SATA Revision 2.0 (SATA 3Gb/s)
First-generation SATA devices often operated at best a little faster than parallel ATA/133 devices. Subsequently, a 3 Gbit/s signaling rate was added to the physical layer (PHY layer), effectively doubling maximum data throughput from 150 MB/s to 300 MB/s. 

For mechanical hard drives, SATA 3 Gbit/s transfer rate is expected to satisfy drive throughput requirements for some time, as the fastest mechanical drives barely saturate a SATA 1.5 Gbit/s link. A SATA data cable rated for 1.5 Gbit/s will handle current mechanical drives without any loss of sustained and burst data transfer performance. However, high-performance flash drives are approaching SATA 3 Gbit/s transfer rate. 

Given the importance of backward compatibility between SATA 1.5 Gbit/s controllers and SATA 3 Gbit/s devices, SATA 3 Gbit/s autonegotiation sequence is designed to fall back to SATA 1.5 Gbit/s speed when in communication with such devices. In practice, some older SATA controllers do not properly implement SATA speed negotiation. Affected systems require the user to set the SATA 3 Gbit/s peripherals to 1.5 Gbit/s mode, generally through the use of a jumper, however some drives lack this jumper. Chipsets known to have this fault include the VIA VT8237 and VT8237R southbridges, and the VIA VT6420, VT6421A and VT6421L standalone SATA controllers. SiS's 760 and 964 chipsets also initially exhibited this problem, though it can be rectified with an updated SATA controller ROM. 

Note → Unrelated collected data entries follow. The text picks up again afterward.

PR #800, opened 2023-01-25
Methods without #[payable] cannot accept assets

MujkicA:
Closes https://github.com/FuelLabs/fuels-rs/issues/742

.call_params() now returns a Result which either resolves to the ContractCallHandler instance or an InvalidCallParameters error. The latter happens when the user tries to set call parameters with an amount > 0 on a contract method that isn't payable.

### DIFF
--- a/packages/fuels-programs/src/contract.rs
+++ b/packages/fuels-programs/src/contract.rs
@@ -110,6 +110,7 @@ impl Contract {
         signature: Selector,
         args: &[Token],
         log_decoder: LogDecoder,
+        is_payable: bool,
     ) -> Result<ContractCallHandler<D>, Error> {
         let encoded_selector = signature;
 
@@ -129,6 +130,7 @@ impl Contract {
             message_outputs: None,
             external_contracts: vec![],
             output_param: D::param_type(),
+            is_payable,
         };
 
         Ok(ContractCallHandler {
@@ -360,6 +362,7 @@ pub struct ContractCall {
     pub message_outputs: Option<Vec<Output>>,
     pub external_contracts: Vec<Bech32ContractId>,
     pub output_param: ParamType,
+    pub is_payable: bool,
 }
 
 impl ContractCall {
@@ -560,6 +563,10 @@ where
         self
     }
 
+    pub fn is_payable(&self) -> bool {
+        self.contract_call.is_payable
+    }
+
     /// Sets the transaction parameters for a given transaction.
     /// Note that this is a builder method, i.e. use it as a chain:
 
@@ -579,9 +586,12 @@ where
     /// let params = CallParameters { amount: 1, asset_id: BASE_ASSET_ID };
     /// my_contract_instance.my_method(...).call_params(params).call()
     /// ```
-    pub fn call_params(mut self, params: CallParameters) -> Self {
+    pub fn call_params(mut self, params: CallParameters) -> Result<Self, Error> {
+        if !self.is_payable() && params.amount > 0 {
+            return Err(Error::InvalidCallParameters());
+        }
         self.contract_call.call_parameters = params;
-        self
+        Ok(self)
     }
 
     /// Appends `num` [`Output::Variable`]s to the transaction.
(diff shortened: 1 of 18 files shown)


MujkicA:
Same changes as https://github.com/FuelLabs/fuels-rs/pull/770 minus the merge conflicts.

hal3e (approved):
Nice and clean. LGTM

Salka1988 (dismissed):
:+1:

packages/fuels-types/src/errors.rs
```diff
@@ -56,6 +56,8 @@ pub enum Error {
     ValidationError(#[from] CheckError),
     #[error("Revert transaction error: {}, receipts: {:?}", .0, .1)]
     RevertTransactionError(String, Vec<Receipt>),
+    #[error("Tried to forward assets to a contract method that is not payable.")]
+    InvalidCallParameters(),
```
iqdecay, line 60: `InvalidCallParameters` would indicate a validation issue for the call parameters, ie that the provided call parameters don't conform to the spec. This is not the case here. I think a better name could be `ForwardAssetToNonPayable` or something.

iqdecay (changes requested):
Left a naming nit, this is really good! Please indicate that the changes are breaking and how to fix those breaking changes in the PR description (useful for release notes).

packages/fuels-types/src/errors.rs
segfault-magnet: Or `AssetsForwardedToNonPayableMethod`. 

Since the asset amount forwarding happens in the `CallParameters` they are kinda invalid. But, like @iqdecay , I'd make it more specific until we have at least one more reason why `CallParameters` might fail.

Br1ght0ne (approved):

packages/fuels-types/src/errors.rs
```diff
@@ -28,7 +28,7 @@ pub enum Error {
     #[error("Revert transaction error: {}, receipts: {:?}", .0, .1)]
     RevertTransactionError(String, Vec<Receipt>),
     #[error("Tried to forward assets to a contract method that is not payable.")]
-    InvalidCallParameters(),
+    AssetsForwardedToNonPayableMethod(),
```
iqdecay, line 31: Nice

iqdecay (dismissed):
Perfect, :ship: it with a nice squash commit message

packages/fuels-macros/src/abigen/code_gen/abi_types.rs
```diff
@@ -118,7 +115,10 @@ impl FullABIFunction {
             abi_function.name.clone(),
             inputs,
             FullTypeApplication::from_counterpart(&abi_function.output, types),
-            abi_function.attributes.clone(),
+            abi_function
+                .attributes
+                .as_ref()
+                .map_or(vec![], Clone::clone),
```
segfault-magnet, line 121: It's getting crowded, I'd extract the attributes into a separate variable:
```rust
        let attributes = abi_function.attributes.iter().flatten().cloned().collect();
        FullABIFunction::new(
            abi_function.name.clone(),
            inputs,
            FullTypeApplication::from_counterpart(&abi_function.output, types),
            attributes,
        )
```

Also the flatten->cloned->collect is another approach. I'm fine with both.

packages/fuels-programs/src/contract.rs
```diff
@@ -615,9 +617,9 @@ where
     /// let params = CallParameters { amount: 1, asset_id: BASE_ASSET_ID };
     /// my_contract_instance.my_method(...).call_params(params).call()
     /// ```
-    pub fn call_params(mut self, params: CallParameters) -> Result<Self, Error> {
+    pub fn call_params(mut self, params: CallParameters) -> Result<Self> {
         if !self.is_payable() && params.amount > 0 {
-            return Err(Error::InvalidCallParameters());
+            return Err(Error::AssetsForwardedToNonPayableMethod());
```
segfault-magnet, line 622: I'd declare this error as `Error::AssetsForwardedToNonPayableMethod` to avoid having to append parentheses whenever you're creating it.

When you add the parentheses the variant type is no longer Unit, but an empty tuple.

Also you then have to add the parentheses when matching as well: 
```rust
        let some_error = Error::AssetsForwardedToNonPayableMethod();
        match some_error {
            Error::AssetsForwardedToNonPayableMethod() => {}
            _ => {}
        }
```

hal3e (approved):
LGTM

digorithm (approved):
Awesome work -- excited to get this out 😍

SATA Revision 3.0 (SATA 6Gb/s)
Serial ATA International Organization presented the draft specification of SATA 6 Gbit/s physical layer in July 2008, and ratified its physical layer specification on August 18, 2008. The full 3.0 standard was released on May 27, 2009. While even the fastest conventional hard disk drives can barely saturate the original SATA 1.5 Gbit/s bandwidth, Solid State Disk drives have already saturated the SATA 3 Gbit/s limit at 250 MB/s net read speed. Ten channels of fast flash can reach well over 500 MB/s with new ONFI drives, so a move from SATA 3 Gbit/s to SATA 6 Gbit/s would benefit the flash read speeds. As for the standard hard disks, the reads from their built-in DRAM cache will end up faster across the new interface. Seagate was the first company to offer SATA 6 Gbit/s hard drives. 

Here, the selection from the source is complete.